## DATA FOR THIS TASK
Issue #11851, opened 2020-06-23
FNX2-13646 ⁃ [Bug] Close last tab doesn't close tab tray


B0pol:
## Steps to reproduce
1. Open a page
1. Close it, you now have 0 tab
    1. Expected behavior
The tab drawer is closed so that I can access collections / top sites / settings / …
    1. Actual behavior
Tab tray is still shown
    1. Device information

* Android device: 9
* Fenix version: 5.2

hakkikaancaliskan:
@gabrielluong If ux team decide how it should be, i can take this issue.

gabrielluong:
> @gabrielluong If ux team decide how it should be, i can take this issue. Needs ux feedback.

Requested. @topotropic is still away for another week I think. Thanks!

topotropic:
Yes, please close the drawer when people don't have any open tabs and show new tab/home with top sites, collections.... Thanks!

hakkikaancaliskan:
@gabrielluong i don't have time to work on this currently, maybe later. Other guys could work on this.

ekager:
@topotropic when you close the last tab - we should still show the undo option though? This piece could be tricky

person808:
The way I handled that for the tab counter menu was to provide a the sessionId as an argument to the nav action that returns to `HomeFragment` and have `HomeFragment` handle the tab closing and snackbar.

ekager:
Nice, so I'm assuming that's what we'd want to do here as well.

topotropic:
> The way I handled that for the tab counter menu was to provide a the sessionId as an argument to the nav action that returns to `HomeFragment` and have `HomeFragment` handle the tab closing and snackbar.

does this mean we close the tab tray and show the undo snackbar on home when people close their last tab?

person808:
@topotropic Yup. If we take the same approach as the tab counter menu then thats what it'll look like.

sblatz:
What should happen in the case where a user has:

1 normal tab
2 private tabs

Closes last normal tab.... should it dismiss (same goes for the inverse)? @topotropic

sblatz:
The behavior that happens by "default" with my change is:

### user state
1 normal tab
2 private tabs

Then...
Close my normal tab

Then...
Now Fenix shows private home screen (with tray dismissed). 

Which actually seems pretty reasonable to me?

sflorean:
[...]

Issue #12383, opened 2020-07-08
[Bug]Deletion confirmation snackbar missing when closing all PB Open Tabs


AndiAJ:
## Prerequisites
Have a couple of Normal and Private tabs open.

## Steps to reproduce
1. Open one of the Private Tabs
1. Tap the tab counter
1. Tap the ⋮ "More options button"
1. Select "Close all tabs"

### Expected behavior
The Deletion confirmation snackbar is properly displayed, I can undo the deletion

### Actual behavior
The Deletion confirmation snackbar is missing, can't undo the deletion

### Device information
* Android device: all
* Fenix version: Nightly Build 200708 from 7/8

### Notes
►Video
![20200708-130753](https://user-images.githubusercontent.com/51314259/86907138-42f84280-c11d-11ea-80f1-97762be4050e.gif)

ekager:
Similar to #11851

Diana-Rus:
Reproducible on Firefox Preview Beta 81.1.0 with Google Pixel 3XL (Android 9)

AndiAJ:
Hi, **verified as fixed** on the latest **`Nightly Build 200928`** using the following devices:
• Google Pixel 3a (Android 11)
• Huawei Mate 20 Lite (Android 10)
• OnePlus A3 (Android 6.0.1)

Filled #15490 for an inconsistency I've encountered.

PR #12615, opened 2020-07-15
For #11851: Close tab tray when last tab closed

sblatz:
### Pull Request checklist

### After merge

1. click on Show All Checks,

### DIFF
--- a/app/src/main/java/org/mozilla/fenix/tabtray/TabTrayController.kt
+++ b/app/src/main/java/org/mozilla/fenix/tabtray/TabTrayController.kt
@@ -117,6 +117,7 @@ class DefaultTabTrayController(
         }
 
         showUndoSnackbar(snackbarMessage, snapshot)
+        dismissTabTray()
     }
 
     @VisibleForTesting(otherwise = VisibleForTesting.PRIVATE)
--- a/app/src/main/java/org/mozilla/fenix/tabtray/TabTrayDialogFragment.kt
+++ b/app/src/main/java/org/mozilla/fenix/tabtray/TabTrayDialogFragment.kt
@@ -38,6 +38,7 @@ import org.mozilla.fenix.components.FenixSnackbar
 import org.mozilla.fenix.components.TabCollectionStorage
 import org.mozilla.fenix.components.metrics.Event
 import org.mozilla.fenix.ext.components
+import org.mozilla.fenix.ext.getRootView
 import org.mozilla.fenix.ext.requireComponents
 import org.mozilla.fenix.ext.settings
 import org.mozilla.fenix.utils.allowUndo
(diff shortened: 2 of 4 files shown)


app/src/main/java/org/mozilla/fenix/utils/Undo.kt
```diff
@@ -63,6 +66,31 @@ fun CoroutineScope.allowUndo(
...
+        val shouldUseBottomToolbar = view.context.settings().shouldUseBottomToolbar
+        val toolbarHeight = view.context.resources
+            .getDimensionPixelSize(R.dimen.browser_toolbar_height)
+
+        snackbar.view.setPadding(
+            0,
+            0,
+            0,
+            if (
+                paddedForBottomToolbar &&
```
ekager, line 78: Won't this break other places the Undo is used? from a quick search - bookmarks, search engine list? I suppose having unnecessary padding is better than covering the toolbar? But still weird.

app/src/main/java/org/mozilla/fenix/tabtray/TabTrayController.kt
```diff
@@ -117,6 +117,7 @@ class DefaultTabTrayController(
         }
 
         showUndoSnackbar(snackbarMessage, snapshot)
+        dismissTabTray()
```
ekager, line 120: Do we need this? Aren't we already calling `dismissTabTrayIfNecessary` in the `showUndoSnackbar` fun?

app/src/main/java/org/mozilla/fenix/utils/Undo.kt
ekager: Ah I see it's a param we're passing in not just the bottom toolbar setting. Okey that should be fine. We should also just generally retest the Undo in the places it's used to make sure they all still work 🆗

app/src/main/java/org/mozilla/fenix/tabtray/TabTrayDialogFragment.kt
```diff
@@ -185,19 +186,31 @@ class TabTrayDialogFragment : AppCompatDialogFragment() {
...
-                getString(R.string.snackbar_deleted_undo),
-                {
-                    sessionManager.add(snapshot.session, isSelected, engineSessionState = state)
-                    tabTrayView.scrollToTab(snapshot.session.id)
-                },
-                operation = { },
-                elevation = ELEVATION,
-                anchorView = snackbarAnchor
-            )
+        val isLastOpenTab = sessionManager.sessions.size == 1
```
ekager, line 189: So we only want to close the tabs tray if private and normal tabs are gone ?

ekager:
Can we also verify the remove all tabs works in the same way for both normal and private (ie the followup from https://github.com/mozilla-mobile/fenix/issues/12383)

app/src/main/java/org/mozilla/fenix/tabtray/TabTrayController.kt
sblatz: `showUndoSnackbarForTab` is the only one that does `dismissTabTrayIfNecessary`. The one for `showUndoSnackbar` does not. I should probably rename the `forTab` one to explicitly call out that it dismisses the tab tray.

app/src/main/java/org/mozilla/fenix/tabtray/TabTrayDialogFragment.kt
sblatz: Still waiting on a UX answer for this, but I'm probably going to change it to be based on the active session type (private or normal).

==

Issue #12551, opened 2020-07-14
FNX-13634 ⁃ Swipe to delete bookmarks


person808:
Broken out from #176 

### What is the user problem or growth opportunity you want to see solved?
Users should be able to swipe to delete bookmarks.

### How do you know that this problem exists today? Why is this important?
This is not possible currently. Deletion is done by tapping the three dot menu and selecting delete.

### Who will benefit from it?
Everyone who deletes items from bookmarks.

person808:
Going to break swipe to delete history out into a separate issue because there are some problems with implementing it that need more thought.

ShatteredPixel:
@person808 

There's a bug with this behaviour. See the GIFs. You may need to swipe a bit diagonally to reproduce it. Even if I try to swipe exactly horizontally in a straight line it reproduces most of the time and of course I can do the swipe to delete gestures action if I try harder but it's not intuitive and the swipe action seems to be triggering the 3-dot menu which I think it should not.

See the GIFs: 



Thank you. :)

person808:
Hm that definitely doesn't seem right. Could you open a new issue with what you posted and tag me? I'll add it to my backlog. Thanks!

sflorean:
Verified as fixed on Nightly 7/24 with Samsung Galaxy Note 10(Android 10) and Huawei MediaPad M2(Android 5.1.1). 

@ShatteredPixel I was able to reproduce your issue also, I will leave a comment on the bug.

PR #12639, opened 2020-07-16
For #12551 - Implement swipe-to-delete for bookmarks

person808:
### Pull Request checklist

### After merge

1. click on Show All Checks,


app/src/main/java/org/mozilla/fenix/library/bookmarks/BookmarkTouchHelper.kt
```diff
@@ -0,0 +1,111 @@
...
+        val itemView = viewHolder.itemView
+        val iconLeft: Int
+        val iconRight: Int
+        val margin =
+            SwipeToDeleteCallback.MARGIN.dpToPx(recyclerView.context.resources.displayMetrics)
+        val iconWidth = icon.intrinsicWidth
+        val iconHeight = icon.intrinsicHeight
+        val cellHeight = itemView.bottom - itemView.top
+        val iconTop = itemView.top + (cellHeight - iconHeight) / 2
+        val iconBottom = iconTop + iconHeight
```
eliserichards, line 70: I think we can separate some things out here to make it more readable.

* * *

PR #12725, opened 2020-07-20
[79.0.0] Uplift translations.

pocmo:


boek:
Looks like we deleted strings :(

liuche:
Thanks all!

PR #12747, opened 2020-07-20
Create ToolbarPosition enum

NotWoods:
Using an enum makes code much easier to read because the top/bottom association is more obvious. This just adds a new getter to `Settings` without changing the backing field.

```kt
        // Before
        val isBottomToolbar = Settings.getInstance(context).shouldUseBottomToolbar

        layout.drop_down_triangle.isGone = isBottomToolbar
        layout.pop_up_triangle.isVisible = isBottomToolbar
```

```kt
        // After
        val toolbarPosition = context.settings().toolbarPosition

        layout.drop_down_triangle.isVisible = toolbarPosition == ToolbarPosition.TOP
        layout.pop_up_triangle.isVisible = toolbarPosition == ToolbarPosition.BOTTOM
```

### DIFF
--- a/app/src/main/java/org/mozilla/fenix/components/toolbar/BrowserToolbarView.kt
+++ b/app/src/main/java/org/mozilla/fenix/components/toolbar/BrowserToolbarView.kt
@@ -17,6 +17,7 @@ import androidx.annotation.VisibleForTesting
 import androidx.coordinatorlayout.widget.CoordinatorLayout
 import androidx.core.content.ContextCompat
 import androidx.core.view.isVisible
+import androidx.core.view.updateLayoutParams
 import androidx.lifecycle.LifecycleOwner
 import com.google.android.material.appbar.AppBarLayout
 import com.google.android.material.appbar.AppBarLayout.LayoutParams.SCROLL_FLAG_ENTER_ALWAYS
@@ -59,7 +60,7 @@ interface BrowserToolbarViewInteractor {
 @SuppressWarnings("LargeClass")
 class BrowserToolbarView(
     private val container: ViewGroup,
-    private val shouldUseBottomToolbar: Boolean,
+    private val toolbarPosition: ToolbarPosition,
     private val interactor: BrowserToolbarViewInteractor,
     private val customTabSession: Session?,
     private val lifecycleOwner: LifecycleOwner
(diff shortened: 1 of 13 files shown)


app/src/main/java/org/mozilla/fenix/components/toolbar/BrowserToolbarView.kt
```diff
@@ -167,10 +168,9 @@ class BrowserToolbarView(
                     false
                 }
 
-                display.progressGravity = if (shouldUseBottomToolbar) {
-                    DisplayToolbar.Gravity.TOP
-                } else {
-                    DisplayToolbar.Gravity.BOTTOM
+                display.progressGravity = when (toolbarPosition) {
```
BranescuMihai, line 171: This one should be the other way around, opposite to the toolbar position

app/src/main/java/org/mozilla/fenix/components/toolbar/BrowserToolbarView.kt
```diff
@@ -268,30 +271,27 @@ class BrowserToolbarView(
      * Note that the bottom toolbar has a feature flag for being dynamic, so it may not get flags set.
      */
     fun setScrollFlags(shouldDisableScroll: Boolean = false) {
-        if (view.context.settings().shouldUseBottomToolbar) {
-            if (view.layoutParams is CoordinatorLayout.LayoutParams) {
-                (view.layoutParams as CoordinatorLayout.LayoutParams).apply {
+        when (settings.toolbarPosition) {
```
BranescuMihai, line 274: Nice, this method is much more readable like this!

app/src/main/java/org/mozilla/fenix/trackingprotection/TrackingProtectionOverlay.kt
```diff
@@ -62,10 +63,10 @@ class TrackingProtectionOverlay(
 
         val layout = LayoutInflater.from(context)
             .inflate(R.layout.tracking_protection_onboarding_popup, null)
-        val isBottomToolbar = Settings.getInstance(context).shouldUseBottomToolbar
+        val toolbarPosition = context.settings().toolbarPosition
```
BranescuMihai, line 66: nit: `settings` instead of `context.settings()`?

## WORK TO COMPLETE
From the listing above, copy every line that includes the word "HomeFragment".

## TASK OUTPUT
The way I handled that for the tab counter menu was to provide a the sessionId as an argument to the nav action that returns to `HomeFragment` and have `HomeFragment` handle the tab closing and snackbar.
> The way I handled that for the tab counter menu was to provide a the sessionId as an argument to the nav action that returns to `HomeFragment` and have `HomeFragment` handle the tab closing and snackbar.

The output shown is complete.